The tool for the science inquiry approach is the scientific method. This method is the process of identifying a problem, thinking through the possible solutions to the problem, and testing each possibility for the best solution. The scientific method involves the following: research (the process of collecting data about a topic being studied), a problem (a scientific question to be solved), a hypothesis (an idea about the solution to a problem, based on knowledge and research), an experiment (the process of testing a hypothesis or answering a scientific question), and a conclusion (a summary of the results of an experiment and how the results relate to the hypothesis or how it answers the problem question).

Although these steps of the scientific method are named in a specific order, scientists do not always follow this order. Research is named as the first step in the scientific method, but research is an ongoing part of any investigation. Not all steps of the scientific method are part of every classroom investigation. For example, many classroom investigations have a problem, but do not require a written hypothesis. Even so, ideas about the answer to the problem generally come to mind. Some investigations do not have an experiment per se. For example, the behavior of classroom animals can be observed and conclusions made from the data collected.

Classroom science investigations are designed to help students develop six skills: (1) asking questions (or posing a problem); (2) predicting what they expect to observe (or forming a hypothesis); (3) planning and conducting investigations (including experiments to test their hypothesis); (4) collecting observations (data); (5) organizing, examining, and evaluating data by constructing tables, graphs, charts, and maps; and (6) drawing conclusions by comparing their hypothesis (expected observations) with their data (actual observations). If a hypothesis is not required, the conclusion would be a summary of the results, including the answer to the question asked.

II
Physical Science

Physical science includes chemistry and physics. Chemistry is the study of the way materials are put together and how they change under different conditions. Physics is the study of energy and matter and the relationship between them. Kids enjoy learning about physical science because it deals with things that they like to do, such as making slime and experimenting with magnets. In physical science, it's most important to learn properties of matter and the changes they undergo, as well as the meaning of energy and its transfer, including motions and forces of objects.
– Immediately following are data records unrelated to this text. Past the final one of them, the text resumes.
PR #1069, opened 2021-04-29
Update lisk-genesis reference - Closes #1067

### LINKED ISSUE #1067: Update lisk-genesis reference
Elaborate more on the lisk-genesis interface.

`createGenesisBlock` is most important function.

```
// List of initial accounts in the network. Minimum required is address, but can have other properties like balance. 
readonly accounts: ReadonlyArray<Partial<Account<T>> & { address: Buffer }>;
// List fo initial delegate addresses used during the bootstrap period to forge blocks
readonly initDelegates: ReadonlyArray<Buffer>;
// Account Schema for the genesis block. Contains all account asset schemas of all modules which are part of the blockchain application.
readonly accountAssetSchemas: accountAssetSchemas;
// Number of rounds for bootstrap period, default is 3
readonly initRounds?: number;
// Optional. Height of the genesis block
readonly height?: number;
// Optional. Timestamp of the genesis block.
readonly timestamp?: number;
// Optional. previous block ID. Can be used for example in case of regenesis.
readonly previousBlockID?: Buffer;
```

See: https://github.com/LiskHQ/lisk-sdk/blob/development/elements/lisk-genesis/src/types.ts

Tschakki:
Closes #1067

### DIFF
--- a/modules/ROOT/pages/references/lisk-elements/genesis.adoc
+++ b/modules/ROOT/pages/references/lisk-elements/genesis.adoc
@@ -30,9 +30,10 @@ const { TokenModule, DPoSModule, genesis, configDevnet } = require('lisk-sdk');
 // Get account schemas of the modules which are registered with the application
 const token = new TokenModule(configDevnet.genesisConfig).accountSchema;
 const dpos = new DPoSModule(configDevnet.genesisConfig).accountSchema;
-// Add fieldNumber property, to avoid errors
+// Add fieldNumber starting from 2. Field number 1 is assigned to address of the account
 dpos.fieldNumber = 2;
-token.fieldNumber = 9;
+token.fieldNumber = 3;
+
 // Pack all account schemas in one big object
 const accountAssetSchemas = {
   token,
--- a/modules/ROOT/pages/references/lisk-elements/genesis.adoc
+++ b/modules/ROOT/pages/references/lisk-elements/genesis.adoc
@@ -31,8 +31,8 @@ const { TokenModule, DPoSModule, genesis, configDevnet } = require('lisk-sdk');
 const token = new TokenModule(configDevnet.genesisConfig).accountSchema;
 const dpos = new DPoSModule(configDevnet.genesisConfig).accountSchema;
 // Add fieldNumber starting from 2. Field number 1 is assigned to address of the account
-dpos.fieldNumber = 2;
-token.fieldNumber = 3;
+token.fieldNumber = 2;
+dpos.fieldNumber = 3;
 
 // Pack all account schemas in one big object
 const accountAssetSchemas = {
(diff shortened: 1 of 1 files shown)


modules/ROOT/pages/references/lisk-elements/genesis.adoc
```diff
@@ -25,35 +25,114 @@ npm update @liskhq/lisk-genesis
...
+			balance: {
+				fieldNumber: 1,
+				dataType: 'uint64',
+			},
+		},
+		default: {
+			balance: BigInt(0),
+		},
+	}
+	// dpos: {...}
```
nazarhussain: `DPOS` is kind of required schema, you can't skip it. Because without a initDelgates list you can't create a genesis block and for that we must need to include the `dpos` module schema.

modules/ROOT/pages/references/lisk-elements/genesis.adoc
```diff
@@ -25,35 +25,114 @@ npm update @liskhq/lisk-genesis
...
+		properties: {
+			balance: {
+				fieldNumber: 1,
+				dataType: 'uint64',
+			},
+		},
+		default: {
+			balance: BigInt(0),
+		},
+	}
```
nazarhussain: People may get confused about this hardcoded schema. We should refer it directly to the framework. 

```
import {TokenModule} from 'lisk-sdk';

const accountAssetSchemas = { token: new TokenModule().accountSchema }
```

Must test it before, there my be some parameters required to create TokenModule object.

modules/ROOT/pages/references/lisk-elements/genesis.adoc
```diff
@@ -25,35 +25,114 @@ npm update @liskhq/lisk-genesis
...
-	height: 5,
-	timestamp: 1591873718,
-	previousBlockID: Buffer.from(
-		'454690a1c37838326007519a7ce1c8a6a495df50898f1ebd69d22fbcedf9689a',
-		'hex',
-	),
-	initDelegates: validDelegateAccounts.map(a => a.address),
-	accounts: [...validAccounts, ...validDelegateAccounts],
+	initDelegates: delegates.map(a => a.address),
+	accounts,
```
nazarhussain: Accounts must contains all the account including the delegate accounts. In here you are passing only normal accounts.

nazarhussain (changes requested):

modules/ROOT/pages/references/lisk-elements/genesis.adoc
Tschakki: You seem to need the genesis config to create instances of all default modules. How to best retrieve it from the application?

Tschakki: the genesis config is needed as parameter.
I have now made changes that use the genesis config of the `configDevnet` sample as parameter to get the corresponding account schemas.

There is one issue with the account schemas, `createGenesisBlock()` does not accept them without that a new property `fieldNumber` is added to the account schemas.

I added it manually as a workaround, but it is kind of weird like this. Is that a known issue?

nazarhussain (approved):

PR #1100, opened 2021-06-01
initial lisk core snap documentation

Nazgolze:
A first pass at updating the docs to account for `snap` installs


Tschakki (approved):
Thanks!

Properties and Changes of Properties in Matter

Everything in the universe is composed of matter. Atoms are the basic building blocks of matter. All atoms today have been around since the beginning of the universe. Atoms combine to form new substances, then break apart and recombine in different ways over and over again. The atoms in your body might have been in the body of a dinosaur millions of years ago. Mostly, atoms change only by losing or gaining outer parts called electrons. In this section, students will use models to discover the differences between the different building blocks of matter: atoms, elements, and compounds.
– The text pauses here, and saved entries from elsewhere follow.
PR #1118, opened 2021-06-16
Glossary updates in SDK docs v5 - Closes #1117

### LINKED ISSUE #1117: Glossary update in SDK docs v5
Add in a brief explanation regarding Faucets into the Glossary

chris529:
Faucet and Validator descriptions added in Glossary.

Closes #1117

### DIFF
--- a/modules/ROOT/pages/references/glossary.adoc
+++ b/modules/ROOT/pages/references/glossary.adoc
@@ -458,10 +458,6 @@ In other words it can be thought of as an indivisible chunk of a token, which is
 
 == V
 
-=== Validator
-
-A validator can be described as a user who is authorized to secure the network. In a DPoS system there are a fixed number of validators that are able to vote on who will validate transactions. The validators who receive the highest number of votes can then become delegates.
-
 === Voter
 
 An account deploying their LSK to vote for their favourite delegates.
--- a/modules/ROOT/pages/references/glossary.adoc
+++ b/modules/ROOT/pages/references/glossary.adoc
@@ -160,8 +160,7 @@ Ed25519 signatures are elliptic-curve signatures, carefully engineered at severa
 
 === Faucet
 
-Lisk has a faucet plugin for the Lisk Framework that provides a user interface to receive an certain amount of tokens on request.
-In addition, the Lisk faucet plugin has the ability to send tokens to different accounts from a faucet.
+A Faucet is generally defined in the blockchain world as a tool whereby users can receive a certain amount of tokens for free. For Lisk blockchain apps, the faucet plugin can be registered with the application to provide a basic faucet, which is useful during the development phase, and also for proof-of-concept blockchain applications.
 
 === FireHOL
 
--- a/modules/ROOT/pages/references/glossary.adoc
+++ b/modules/ROOT/pages/references/glossary.adoc
@@ -160,7 +160,7 @@ Ed25519 signatures are elliptic-curve signatures, carefully engineered at severa
 
 === Faucet
 
-A Faucet is generally defined in the blockchain world as an vehicle for distributing small amounts of tokens. Lisk has a faucet plugin for the Lisk Framework that provides a user interface to receive an certain amount of tokens on request.
+Lisk has a faucet plugin for the Lisk Framework that provides a user interface to receive an certain amount of tokens on request.
 In addition, the Lisk faucet plugin has the ability to send tokens to different accounts from a faucet.
 
 === FireHOL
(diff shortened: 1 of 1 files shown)


modules/ROOT/pages/references/glossary.adoc
```diff
@@ -158,6 +158,11 @@ Ed25519 signatures are elliptic-curve signatures, carefully engineered at severa
 
 == F
 
+=== Faucet
+
+A Faucet is generally defined in the blockchain world as an vehicle for distributing small amounts of tokens. Lisk has a faucet plugin for the Lisk Framework that provides a user interface to receive an certain amount of tokens on request.
+In addition, the Lisk faucet plugin has the ability to send tokens to different accounts from a faucet.
```
Tschakki: This sentence sounds weird. What exactly are you referring to?

modules/ROOT/pages/references/glossary.adoc
```diff
@@ -454,6 +459,10 @@ In other words it can be thought of as an indivisible chunk of a token, which is
 
 == V
 
+=== Validator
+
+The validator is essentially a validation library according to the Lisk Protocol. The @liskhq/lisk-validator package is a wrapper of validation packages, that includes custom validation utilities related to the Lisk Protocol.
```
Tschakki: I don't think this is the validator wee want to explain here. This should refer to validators in the DPoS system. Please clarify, if and how we want to use the word validator at all, because we always speak of delegates in the documentation at the moment.

Tschakki (changes requested):

modules/ROOT/pages/references/glossary.adoc
chris529: Understood, so I have removed the first sentence. Do you think the remaining description is OK now?

modules/ROOT/pages/references/glossary.adoc
chris529: Yes, well I have tried to reword it accordingly...Do you think this is now more relevant...?

modules/ROOT/pages/references/glossary.adoc
Tschakki: Hm, I was not really referring to the first sentence, as you see my comment is under the third sentence.

For me it is confusing to say "in addition", as it is not really something additionally, as this is already implied by the second sentence.

modules/ROOT/pages/references/glossary.adoc
```diff
@@ -160,7 +160,7 @@ Ed25519 signatures are elliptic-curve signatures, carefully engineered at severa
 
 === Faucet
 
-A Faucet is generally defined in the blockchain world as an vehicle for distributing small amounts of tokens. Lisk has a faucet plugin for the Lisk Framework that provides a user interface to receive an certain amount of tokens on request.
+Lisk has a faucet plugin for the Lisk Framework that provides a user interface to receive an certain amount of tokens on request.
```
Tschakki: This I would keep or update to something like this

```suggestion
A Faucet is generally defined in the blockchain world as tool where users can receive a certain amount of tokens for free. For Lisk blockchain apps, the faucet plugin can be registered with the application to provide a basic faucet, which is useful during the development and for proof-of-concept blockchain applications.
```

thats my suggestion :)

modules/ROOT/pages/references/glossary.adoc
```diff
@@ -461,7 +461,7 @@ In other words it can be thought of as an indivisible chunk of a token, which is
 
 === Validator
 
-The validator is essentially a validation library according to the Lisk Protocol. The @liskhq/lisk-validator package is a wrapper of validation packages, that includes custom validation utilities related to the Lisk Protocol.
+A validator can be described as a user who is authorized to secure the network. In a DPoS system there are a fixed number of validators that are able to vote on who will validate transactions. The validators who receive the highest number of votes can then become delegates.
```
Tschakki: We should clarify if and how we want to use the word validator in the docs.
As mentioned, we are now only referring to them as delegates, so I wonder why add this entry to the glossary.

Tschakki (changes requested):

modules/ROOT/pages/references/glossary.adoc
chris529: Hey Mona, It looks very good, although I just noticed a couple of minor errors here so I have slightly adapted it and cut and pasted the slightly modified version following into my WS branch: 
"A Faucet is generally defined in the blockchain world as a tool whereby users can receive a certain amount of tokens for free. For Lisk blockchain apps, the faucet plugin can be registered with the application to provide a basic faucet, which is useful during the development phase, and also for proof-of-concept blockchain applications".

modules/ROOT/pages/references/glossary.adoc
chris529: Agreed..After our discussion, I did some research with a view to possibly adding in the term'Validators' under the ''Delegate'' description. However, I am now of the opinion that actually we don't need to mention this term yet (at least not at his point anyhow). so if you are in agreement, I have just deleted the Validator description.

Tschakki (approved):
Thanks!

Matter exists in different forms called phases, and each phase has its own physical properties (color, shape, weight, etc.). In this section, students will learn to identify the different phases of matter (solid, liquid, gas) and will discover that matter has physical properties by observing and using appropriate tools to identify specific physical properties.

Substances in different phases of matter can be mixed in different ways. When substances are combined to form a mixture, they are easily separated. An example is salt and water, which can be separated by evaporating the water. But if the substances chemically combine to form a compound, they are not easily separated. An example is the chemical combination of sodium and chlorine, which produces sodium chloride (table salt). It usually requires energy for a chemical combination to occur. In this section, students will demonstrate that some combinations produce a mixture that maintains the physical properties of its ingredients while other combinations do not.


Teaching Tips for the Investigation: Different Kinds

Benchmarks

By the end of grade 5, students should know that

  • Materials may be composed of parts that are too small to be seen without magnification.
  • When a new material is made by combining two or more materials, it has properties that are different from those of the original material.

By the end of grade 8, students should know that

  • Materials made of different parts are called systems.
  • Matter is made of atoms.
  • Atoms of any one element are alike, but are different from atoms of another element.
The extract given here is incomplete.